Jaylen Brown let the Atlanta Hawks know right away what kind of night they’d be facing.
Guarding Dejounte Murray in the corner and seeing Clint Capela coming to set a pin-down screen, Brown stuck to Murray’s body and jumped the passing lane to steal the first pass of the game, turning into a pretty layup on the other end.
“I went crazy in my head. I was screaming like, ‘There we go,’” Marcus Smart said. “He's a great two-way player and we're gonna need that out of him. So to see that and how he was locked in and ready to go was exciting for me.”
A lot of things are exciting for Smart now that the Celtics are in the playoffs, including the opportunity to atone for a regular season that he has admitted was not up to his standards. He put his defense where his mouth was in Game 1 against the Hawks, playing one of his best defensive games in a Celtics uniform.
“He was physical. His pick-up points were great,” Joe Mazzulla said after the Game 1 win. “He has the presence to be the quarterback on the defensive end where it puts us, we’re able to change coverages, change matchups, and when he’s doing that, our defense is special, and it starts with him. I think he brought it both physically and mentally on the defensive end tonight. I thought that was a huge key for us.”
The entire Celtics' defense was locked in, especially in the first half. They had one tough quarter, the third, where they allowed the Hawks to shoot 13-24 and put up 31 points. Atlanta was otherwise 25-64 (39%) for 68 points. The Celtics finished the night with six steals and seven blocked shots, along with 46 defensive rebounds. It was a total team effort, but Smart was leading the charge.
Take this play, for example, from the second quarter:
Marcus Smart's chasedown block will be the highlight everyone sees... and it was amazing ...but this play is one of the best defensive plays you'll see any guard make in this league. This is special, special stuff pic.twitter.com/reL4tpOeO2
— John Karalis 🇬🇷 🇺🇦 (@John_Karalis) April 16, 2023
Let me run down everything he did:
- He switched onto Onyeka Okongwu, an athletic big who was cross-matched on Malcolm Brogdon.
- Smart turned around expecting to switch with Sam Hauser but then recognized Hauser had been picked off.
- You can see the point he realizes he has to be the guy to defend Okongwu, so he turns on the jets to catch up,
- As he was running, he recognized this is a lob for Okongwu, so he got into position like a cornerback reading a wide receiver’s break.
- Then he jumped and deflected the lob, starting the fast break.
And he did it all in four seconds. On top of that, he hustled back down the floor to save Brogdon and give him someone to pass the ball to as he was falling out of bounds.
“Instincts are part of it and honestly just not giving up on the play,” Smart said. “Defense doesn't take a lot of skills, but it takes a lot of hard work and you just gotta continue to do it.”
Smart did continue to do it, making some of his most impactful plays when the Hawks were cutting into Boston’s once 30-point lead. Whenever the Celtics needed to make a defensive play, it seemed Smart was there.

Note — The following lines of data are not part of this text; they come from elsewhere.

Issue #23677, opened 2025-02-14
emcc doesn't pass -u arguments to linker


JoeOsborn:
**Version of emscripten/emsdk:**
```
emcc (Emscripten gcc/clang-like replacement + linker emulating GNU ld) 4.0.4-git (3f29dc6b86ca14624be09ca534d2bbc3dccaa57a)
clang version 21.0.0git (https:/github.com/llvm/llvm-project ff8f6abe20a9dfbb1de8d978f865092413d3416c)
Target: wasm32-unknown-emscripten
Thread model: posix
InstalledDir: /home/jcoa2018/.local/src/emsdk/upstream/bin
Build config: +assertions
```
**Failing command line in full:**
```
$ emcc -u main hello_world.c
emcc: error: main: No such file or directory ("main" was expected to be an input file, based on the commandline arguments provided)
```

Compared to `clang -u main hello.c`, which succeeds without error.

What should happen is that the "-u main" is passed along to the linker, where it hides/undefines a symbol.

sbc100:
Thanks for the bug report.  Should be a simple fix.

BTW, `-u` doesn't "hide" anything (at least not that I know of) it just forces the symbol to be undefined in the linker so that (for example) that symbol will be extracted from the a library file.

```
       -u symbol
           Pretend  the  symbol  symbol  is undefined, to force linking of library modules to
           define it.  You can use -u multiple times with different symbols to force  loading
           of additional library modules.
```

PR #23679, opened 2025-02-14
Allow `-u` flag to pass through to the linker

sbc100:
`-u` is one of the few linker flags that is also a compiler flag, and the compiler is supposed to pass it through.  This is similar to `-z`, for example.

Fixes: #23677

### DIFF
--- a/test/test_other.py
+++ b/test/test_other.py
@@ -12375,6 +12375,29 @@ Aborted(`Module.arguments` has been replaced by `arguments_` (the initial value 
     err = self.run_process([EMCC, test_file('hello_world.c'), '-zfoo'], stderr=PIPE).stderr
     self.assertContained('wasm-ld: warning: unknown -z value: foo', err)
 
+  def test_linker_flags_pass_through_u(self):
+    # Create a static library that contains a reference to an undefined symbol: bar
+    create_file('test.c', '''
+    extern int bar();
+    int foo() {
+      return bar();
+    }
+    ''')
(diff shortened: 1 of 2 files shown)


test/test_other.py
```diff
@@ -12375,6 +12375,29 @@ def test_linker_flags_pass_through(self):
     err = self.run_process([EMCC, test_file('hello_world.c'), '-zfoo'], stderr=PIPE).stderr
     self.assertContained('wasm-ld: warning: unknown -z value: foo', err)
 
+  def test_linker_flags_pass_through_u(self):
+    # Create a static library that contains a reference undefined symbol: bar
```
kripken, line 12379:
```suggestion
    # Create a static library that contains a referenced but undefined symbol: bar
```

test/test_other.py
```diff
@@ -12375,6 +12375,29 @@ def test_linker_flags_pass_through(self):
...
+      return bar();
+    }
+    ''')
+    self.run_process([EMCC, '-c', 'test.c'])
+    self.run_process([EMAR, 'crs', 'libtest.a', 'test.o'])
+    # This test uses --no-gc-sections otherwise the foo symbol never actually gets included
+    # in the link.
+    cmd = [EMCC, test_file('hello_world.c'), '-Wl,--no-gc-sections']
+
+    # Verify that the library is normally ignored that the link succeeds
```
kripken, line 12392:
```suggestion
    # Verify that the library is normally ignored, and the link succeeds
```

kripken (approved):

“I guess sometimes you take it for granted,” Jayson Tatum said. “But one of the best, if not the best defender that we have in this league. Just extremely special on that side of the ball and he shows it night in and night out.”

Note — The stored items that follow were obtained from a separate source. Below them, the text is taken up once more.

PR #23681, opened 2025-02-14
[test] Ensure setUpClass is called in the parallel test runner. NFC

sbc100:


kripken (approved):
To make sure I follow, looks like this was not noticed before as we only use setUpClass in non-parallel test suites so far?

sbc100:
> To make sure I follow, looks like this was not noticed before as we only use setUpClass in non-parallel test suites so far?

Yes, thats about right.  I remember being confused in the past about why setUpClass wasn't called in those cases.   I runs out the `run` method is supposed to do that, but we were not doing it.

The Celtics' offense took a break in the second half of Game 1, slowing to a halt for way too long in a playoff game. But to Boston’s credit, they didn’t let their misses and offensive lapses translate to the defensive end. They took the one big run the Hawks had to offer and they were able to shut it down before it became an actual problem.
Now the question is whether Atlanta's second half is something that can give them confidence heading into Game 2. Smart knows the Celtics can control what that answer is.
"As tough as we make it. If we come in and we allow them to just get open freely, get on the glass and get second, third chance opportunities and start feeling themselves … it's going to be really hard,” Smart said. “If we come out and do what we're supposed to do tonight - keep them off the glass, keep them to one shot. Other than that little spurt they had when they started to hit some shots because we weren't in the right coverages, we were turning around. They were coming fast when we wasn't ready - cleaning that up, it’ll help us a lot."
The Celtics have been an offense-first team trying to convince us they hung their hats on defense all year long. Now that the playoffs are here, and now that Smart is getting back to some of the stuff that won him Defensive Player of the Year, they might actually be the defensive monster we remember them to be.